(THE RECORDS)

______________________________

PR #1601, opened 2021-09-07
Allow install script as root with override for self-hosted runner

davidvonthenen:

This fixes an issue with the GitHub self-hosted runner where it was being executed by the default AMI user, but now for some reason has changed to root.

```release-note
NONE
```

NA

Verified non-root user produces error. Verified that providing the override allows as root allows install.

NA


jpmcb (approved):

stmcginnis (approved):
Seems reasonable. Would be great if we could figure out why the runner is now running as root, but that might not be worth the effort to track down at this point.

PR #1604, opened 2021-09-07
Improve CI response time by detecting non-responsive runners

davidvonthenen:

Once in a blue moon when you deploy a self-hosted runner, the runner fails to initialize... this is easily detectable because the node for some reason doesn't report any kind of status for a good amount of time. This usually burns the entire 5min timeout for initialization which leads to failure (usually when the agent is registered, the status is "offline" until it's not). This allows to detect for early non-responsive or agents that failed to register which is detected in 1/3 of the total timeout time and then retries up to a maximum of 3 times by creating a new ec2 instance and starting the process over again automatically.

This happens roughly about 1-3 times a day based on the large number of jobs that get kicked off.

```release-note
NONE
```

NA

NA

NA

### DIFF
--- a/.github/workflows/build-staging.yaml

______________________________

(TASK DIRECTIONS)
What is needed is each line of the data, printed exactly.

(EXERCISE RESPONSE)
PR #1601, opened 2021-09-07
Allow install script as root with override for self-hosted runner

davidvonthenen:

This fixes an issue with the GitHub self-hosted runner where it was being executed by the default AMI user, but now for some reason has changed to root.

```release-note
NONE
```

NA

Verified non-root user produces error. Verified that providing the override allows as root allows install.

NA


jpmcb (approved):

stmcginnis (approved):
Seems reasonable. Would be great if we could figure out why the runner is now running as root, but that might not be worth the effort to track down at this point.

PR #1604, opened 2021-09-07
Improve CI response time by detecting non-responsive runners

davidvonthenen:

Once in a blue moon when you deploy a self-hosted runner, the runner fails to initialize... this is easily detectable because the node for some reason doesn't report any kind of status for a good amount of time. This usually burns the entire 5min timeout for initialization which leads to failure (usually when the agent is registered, the status is "offline" until it's not). This allows to detect for early non-responsive or agents that failed to register which is detected in 1/3 of the total timeout time and then retries up to a maximum of 3 times by creating a new ec2 instance and starting the process over again automatically.

This happens roughly about 1-3 times a day based on the large number of jobs that get kicked off.

```release-note
NONE
```

NA

NA

NA

### DIFF
--- a/.github/workflows/build-staging.yaml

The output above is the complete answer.